What I think it comes tois this: Al Gore spoke the other night about ecology and the revolution thatwas triggered by Rachel Carson.
现在,我想说的是--AL Gore 曾在这里做过一次演讲 内容是关于生态学以及RachelCarson引发的那次环境保护运动。
I believe our only hope for the future is toadopt a new conception of human ecology, one in which we start to reconstituteour conception of the richness of human capacity. Our education system has mined our minds in the way that we strip-mine the earth: for a particularcommodity.

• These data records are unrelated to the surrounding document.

PR #9859, opened 2022-10-19
feat: Hide secrets in logs. Fixes #8685

### LINKED ISSUE #8685: Hide secrets in logs
# Summary

Currently, the secrets are printed in the logs without any filtering. It would be nice if the secrets could be redacted in the logs while being printed

# Use Cases

This would prevent unintentional leaks of a secret in the log by running something like `env` in the workflow

NOTE: This does not prevent intentionally leaks of the secrets. Someone can still run something like `env | base64` to extract the secrets from the logs, as the filtering will not be able to filter out the secret output.

---

anilkumar-pcs:
Fixes #8685 

FIlter and mask secrets in workflow logs.

Logs when running `examples/secrets.yaml` workflow with no redaction

```
secrets-tdwm7: time="2022-10-19T12:47:54.251Z" level=info msg="capturing logs" argo=true
secrets-tdwm7: secret from env: S00perS3cretPa55word
secrets-tdwm7: secret from file: S00perS3cretPa55word
secrets-tdwm7: time="2022-10-19T12:47:55.263Z" level=info msg="sub-process exited" argo=true error="<nil>"
```

Logs when running `examples/secrets.yaml` workflow with redaction enabled

```
secrets-tdwm7: time="2022-10-19T12:47:54.251Z" level=info msg="capturing logs" [*********]=true
secrets-tdwm7: secret from env: [*********]
secrets-tdwm7: secret from file: [*********]
secrets-tdwm7: time="2022-10-19T12:47:55.263Z" level=info msg="sub-process exited" [*********]=true error="<nil>"
```


alexec:
This is cool. I wonder if it can be even smarter? E.g. auto-detect secrets using a regex?

anil10032:
@alexec while the idea to auto-detect the secrets is nice, secrets are something user configurable and they can be literally anything. I believe it would be difficult to have a regex to identify all possible secrets.

Do you have any references in mind? Please share your thoughts.

util/logs/workflow-logger.go
```diff
@@ -165,6 +174,17 @@ func WorkflowLogs(ctx context.Context, wfClient versioned.Interface, kubeClient
 						}
 						if rx.MatchString(content) { // this means we filter the lines in the server, but will still incur the cost of retrieving them from Kubernetes
 							logCtx.WithFields(log.Fields{"timestamp": timestamp, "content": content}).Debug("Log line")
+
+							// log redaction for secrets
+							if secrets != nil && enablePodLogRedaction == "true" {
+								for _, s := range secrets.Items {
+									for _, v := range s.Data {
+										if strings.Contains(content, string(v)) {
+											content = strings.Replace(content, string(v), "[ redacted ]", -1)
```
tczhao, line 183: I wonder if using *** is better than redacted

tczhao (approved):
I tested how Github Action hides the secret
from the result, I think this is exaclty how it's done.

string replace rather than any regex.
(e.g. if I echo "text same as secret", it will hide it, if I remove 1 char from it, it will show)

docs/environment-variables.md
```diff
@@ -22,6 +22,7 @@ most users. Environment variables may be removed at any time.
...
 | `ARGO_AGENT_MEMORY_LIMIT`              | `resource.Quantity` | `256m`                                                                                      | Memory resource limit for the agent.                                                                                                                                                                                                                                     |
+| `ARGO_REDACT_POD_LOGS`                 | `bool`              | `false`                                                                                      | Whether to redact pod logs to hide/mask secrets.                                                                                                                                                                                                                        |
```
terrytangyuan, line 25: I think this should be turned on by default.

util/logs/workflow-logger.go
```diff
@@ -80,6 +81,14 @@ func WorkflowLogs(ctx context.Context, wfClient versioned.Interface, kubeClient
 
 	var podListOptions metav1.ListOptions
 
+	// get env variable for pod logs redaction
+	enablePodLogRedaction := os.Getenv("ARGO_REDACT_POD_LOGS")
+	// get secrets for redaction
+	secrets, err := kubeClient.CoreV1().Secrets(req.GetNamespace()).List(ctx, metav1.ListOptions{})
```
terrytangyuan, line 87: I don't think we can list all the secrets. See https://github.com/argoproj/argo-workflows/issues/8534

docs/environment-variables.md
terrytangyuan: Although I am not sure if we should turn on new features by default. WDYT? @sarabala1979 @alexec

util/logs/workflow-logger.go
anil10032: @terrytangyuan I can see the [GetSecret](https://github.com/argoproj/argo-workflows/blob/master/server/cache/resource_cache.go#L42) method is available but it requires the service account name and we can only fetch the secrets associated with a service account using this method.

One approach is using [Service account Lister](https://github.com/argoproj/argo-workflows/blob/master/server/cache/resource_cache.go#L27) to get all the service accounts and fetch the secrets of each SA using above mentioned GetSecret method. Although we might not have all the secrets with this approach.

Can you suggest any other alternate approaches?

alexec (commented):
I don't think this is the right approach. It moves responsibly for secret redaction from the user to the operator, yet it is the user's fault secrets are being logged. 

I'd be amenable to a redaction that was zero-configuration. Github Actions automatically redacts secrets for example.

anil10032:
@alexec I have introduced configuration as it was suggested in [here](https://github.com/argoproj/argo-workflows/issues/8685#issuecomment-1121328515)

We can remove the env variable configuration and mask the secrets by default. WDYT?

anilkumar-pcs:
@alexec made changes to remove the env configuration and masking secrets by default.

util/logs/workflow-logger.go
da-head0: @terrytangyuan @anilkumar-pcs 
I'd like to resolve #8685 but I don't have any better idea then 
1. list secrets and keep then in cache or queue
2. when command like "echo" or "export", check command if they include one of those secrets
3. hide secrets

but I think those feature make large burden on argo-workflows.... 
any suggestion on this??

tooptoop4:
where @anilkumar-pcs

agilgur5:
> where @anilkumar-pcs

Per [above](https://github.com/argoproj/argo-workflows/pull/9859#pullrequestreview-1170671482), this approach has security ramifications. See https://github.com/argoproj/argo-workflows/issues/8685#issuecomment-1401477067 for an alternative without those ramifications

我相信对于未来,我们的唯一出路是贯彻一种新的人性化生态的思想, 也就是说我们应重新定义人类能力的多样化。 我们的教育体系培养我们的方式 正如我们开采地球的方式--以功利为目的。
And for the future, it won't serve us. We have to rethink thefundamental principles on which we're educating our children.There was a wonderfulquote by Jonas Salk, who said,
但这种方式对于未来将不再适用。我们必须重新思考那些最基本的准则 也就是我们教育孩子的准则。 Jonas Salk曾说过:
"If all the insects were to disappear fromthe Earth, within 50 years all life on Earth would end. If all human beingsdisappeared from the Earth, within 50 years all forms of life wouldflourish." And he's right.
“如果所有的昆虫都从地球上消失的话, 那么50年之内,所有生命也将从地球上消失。 而如果人类从地球上消失的话, 那么50年之内,其他物种会活得更好。” 他说的很对。
What TED celebrates isthe gift of the human imagination. We have to be careful now that we use thisgift wisely and that we avert some of the scenarios that we've talked about.
TED倡导的是人类的创造性思维。 现在,我们必须运用这种思维方式小心地 避开那些按部就班的规则。
And the only way we'll do it is by seeing our creative capacities for therichness they are and seeing our children for the hope that they are. And our task is to educate their whole being, so they can face this future.
达到这个目的唯一的方法就是运用创造力 最大限度地发挥创造力,而且 用孩子们喜欢的方式培养他们。我们的任务 是全方位地培养孩子,这样他们才能面对未来的社会。
By the way-- we may not see this future, but they will. And our job is to help them makesomething of it.Thank you very much.
顺便说句--我们可能活不到未来那天 但孩子们会。而我们要做的就是帮助 他们能在未来有所作为。谢谢大家。